**Task to complete**
Beginning at the top of the data below, write out every line exactly until you reach the line with "mention merchandise, quantity, cost, and attributes", and include that line.

Top of Task input

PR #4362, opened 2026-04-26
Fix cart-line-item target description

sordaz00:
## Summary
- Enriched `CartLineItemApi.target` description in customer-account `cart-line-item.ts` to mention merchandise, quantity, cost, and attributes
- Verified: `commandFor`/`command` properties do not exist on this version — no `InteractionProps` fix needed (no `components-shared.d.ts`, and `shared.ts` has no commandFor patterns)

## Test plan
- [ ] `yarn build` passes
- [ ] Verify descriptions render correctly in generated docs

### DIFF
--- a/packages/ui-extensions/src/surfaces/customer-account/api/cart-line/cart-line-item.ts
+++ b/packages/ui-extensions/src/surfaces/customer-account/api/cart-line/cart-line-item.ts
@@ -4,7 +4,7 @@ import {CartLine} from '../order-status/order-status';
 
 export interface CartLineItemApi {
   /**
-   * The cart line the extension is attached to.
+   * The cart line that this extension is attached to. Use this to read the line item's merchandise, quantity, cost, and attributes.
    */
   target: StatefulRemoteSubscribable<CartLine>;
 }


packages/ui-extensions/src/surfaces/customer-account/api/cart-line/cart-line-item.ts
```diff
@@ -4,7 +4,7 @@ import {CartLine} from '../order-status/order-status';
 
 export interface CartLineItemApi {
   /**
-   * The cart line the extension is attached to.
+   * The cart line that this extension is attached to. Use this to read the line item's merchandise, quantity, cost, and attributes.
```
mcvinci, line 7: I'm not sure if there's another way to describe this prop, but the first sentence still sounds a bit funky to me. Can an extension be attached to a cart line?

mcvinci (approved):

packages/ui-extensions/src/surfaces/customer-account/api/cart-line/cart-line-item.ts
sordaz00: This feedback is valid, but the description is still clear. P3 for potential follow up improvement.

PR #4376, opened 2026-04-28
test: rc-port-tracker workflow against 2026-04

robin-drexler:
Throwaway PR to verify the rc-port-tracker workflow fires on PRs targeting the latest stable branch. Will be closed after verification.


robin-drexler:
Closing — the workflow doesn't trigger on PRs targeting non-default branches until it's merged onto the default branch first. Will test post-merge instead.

Bottom of Task input

**Answer box**
PR #4362, opened 2026-04-26
Fix cart-line-item target description

sordaz00:
## Summary
- Enriched `CartLineItemApi.target` description in customer-account `cart-line-item.ts` to mention merchandise, quantity, cost, and attributes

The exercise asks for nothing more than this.